Work request: Before answering, work out how many lines below contain the string "conventions"; the reply is that number alone.
*** Opening of Provided records ***
Issue #188, opened 2024-05-31
Revisit logging of date parsing errors


ghukill:
Two immediate things come to mind when it comes to parsing / validating dates with `validate_date`, `validate_date_range`, etc.:
1. we are forced to pull the `source_record_id` to pass it to the function, such that it can _maybe_ be used for logging
2. how helpful are the log messages themselves?

It has been discussed here and there, but probably worth revisiting these helper functions and think about how we can more seamlessly use them in code.

PR #198, opened 2024-07-10
Timx 285 aardvark fmr

ehanson8:
Refactors the first set of `Aardvark` field methods to align with the conventions developed since this class was initially created.

Run the following command to see that the `Aardvark` class transform still transforms a source file:

```
pipenv run transform -o output/gismit.json -i  tests/fixtures/aardvark_record_all_fields.jsonl -s gismit
```

NO

NO

- https://mitlibraries.atlassian.net/browse/TIMX-285

### Developer

### Code Reviewer(s)

### DIFF
--- a/tests/sources/json/test_aardvark.py
+++ b/tests/sources/json/test_aardvark.py
@@ -147,14 +147,54 @@ def test_aardvark_record_is_deleted_returns_false_if_value_is_false(
     assert MITAardvark.record_is_deleted(source_record) is False
 
 
-def test_aardvark_get_alternate_titles_success(aardvark_record_all_fields):
-    assert MITAardvark.get_alternate_titles(next(aardvark_record_all_fields)) == [
+def test_aardvark_get_alternate_titles_success(aardvark_records):
+    source_record = next(aardvark_records)
+    source_record["dct_alternative_sm"] = ["Alternate title"]
+    assert MITAardvark.get_alternate_titles(source_record) == [
         timdex.AlternateTitle(value="Alternate title")
     ]
 
 
-def test_aardvark_get_contributors_success(aardvark_record_all_fields):
-    assert MITAardvark.get_contributors(next(aardvark_record_all_fields)) == [
+def test_aardvark_get_alternate_titles_transforms_correctly_if_fields_blank(
+    aardvark_records,
+):
+    source_record = next(aardvark_records)
+    source_record["dct_alternative_sm"] = []
+    assert MITAardvark.get_alternate_titles(source_record) is None
+
+
+def test_aardvark_get_alternate_titles_transforms_correctly_if_fields_missing(
+    aardvark_records,
+):
+    source_record = next(aardvark_records)
+    assert MITAardvark.get_alternate_titles(source_record) is None
+
+
+def test_aardvark_get_content_type_success(aardvark_records):
+    source_record = next(aardvark_records)
+    source_record["gbl_resourceType_sm"] = ["Vector data"]
+    assert MITAardvark.get_content_type(source_record) == ["Vector data"]
+
+
+def test_aardvark_get_content_type_transforms_correctly_if_fields_blank(
+    aardvark_records,
+):
+    source_record = next(aardvark_records)
+    source_record["gbl_resourceType_sm"] = []
+    assert MITAardvark.get_content_type(source_record) is None
+
+
+def test_aardvark_get_content_type_transforms_correctly_if_fields_missing(
+    aardvark_records,
+):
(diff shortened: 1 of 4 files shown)


tests/sources/json/test_aardvark.py
```diff
@@ -147,14 +147,54 @@ def test_aardvark_record_is_deleted_returns_false_if_value_is_false(
     assert MITAardvark.record_is_deleted(source_record) is False
 
 
-def test_aardvark_get_alternate_titles_success(aardvark_record_all_fields):
-    assert MITAardvark.get_alternate_titles(next(aardvark_record_all_fields)) == [
+def test_aardvark_get_alternate_titles_success(aardvark_records):
+    source_record = next(aardvark_records)
```
ehanson8, line 151: Stub records are a lot different with JSON vs. XML so I don't fully approve of this particular approach but figure we would discuss in this PR before I go further. All suggestions welcome so we can properly set our JSON source testing conventions going forward!

transmogrifier/sources/json/aardvark.py
```diff
@@ -178,58 +179,42 @@ def get_optional_fields(self, source_record: dict) -> dict | None:
...
-        issued_dates = []
-        if "dct_issued_s" in source_record:
-            issued_dates.append(
-                timdex.Date(value=source_record["dct_issued_s"], kind="Issued")
-            )
-        return issued_dates
+    def _issued_dates(cls, source_record: dict) -> Iterator[timdex.Date]:
+        if issued_date := source_record.get("dct_issued_s"):  # noqa: SIM102
+            if validate_date(issued_date, cls.get_source_record_id(source_record)):
+                yield (timdex.Date(value=issued_date, kind="Issued"))
```
ehanson8, line 214: I'm shifting the date validation before  the `Date` instance is created, which seems more inline with how we're doing it in other transforms but again, I want to hear everyone's thoughts on this!

tests/sources/json/test_aardvark.py
ghukill: I'd agree that JSON records are easier to manipulate, given that once was parsed it's just a dictionary we can easily modify.

Instead of using the overhead of an iterator and `next(...)`, what about a similar stub method -- for symmetry -- that just returns a barebones dictionary?  Then the test is free to add/remove keys as needed.

While I think a test could just do:
```python
source_record = {}
```

The benefit of a stub might be that we could set some shared defaults, maybe bits and bobs that we know are commonly accessed.  But at the end of the day, it _is_ just a dictionary.

transmogrifier/sources/json/aardvark.py
ghukill: I'm good with this pattern!  This is very easy to parse and understand.  With a nod to the [oustanding date parsing issue](https://github.com/MITLibraries/transmogrifier/issues/188), I think this looks great.

ghukill (approved):
Other than a couple of conversational comments, overall looks great!  Thinks it's a testament to the quality of the original pass.

tests/sources/json/test_aardvark.py
ehanson8: You are correct about the value of symmetry, I'll create a method!

ehanson8:
@ghukill @jonavellecuerdo Pushed a new commit and re-requesting review

tests/sources/json/test_aardvark.py
```diff
@@ -7,6 +7,10 @@
 from transmogrifier.sources.json.aardvark import MITAardvark
 
 
+def create_aardvark_source_record_stub() -> dict:
+    return {"id": "123", "dct_title_s": "Test title 1"}
```
ghukill, line 11: 👍

transmogrifier/sources/json/aardvark.py
```diff
@@ -102,12 +102,12 @@ def record_is_deleted(cls, source_record: dict) -> bool:
...
             source_record: A JSON object representing a source record.
         """
-        if isinstance(source_record["gbl_suppressed_b"], bool):
+        if isinstance(source_record.get("gbl_suppressed_b"), bool):
             return source_record["gbl_suppressed_b"]
 
         message = (
             f"Record ID '{cls.get_source_record_id(source_record)}': "
-            "'gbl_suppressed_b' value is not a boolean"
+            "'gbl_suppressed_b' value is not a boolean or missing"
```
ghukill, line 110: Nice updates here!  Good catch.

ghukill (approved):

jonavellecuerdo (approved):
*** Close of Provided records ***
Reply to the task: 2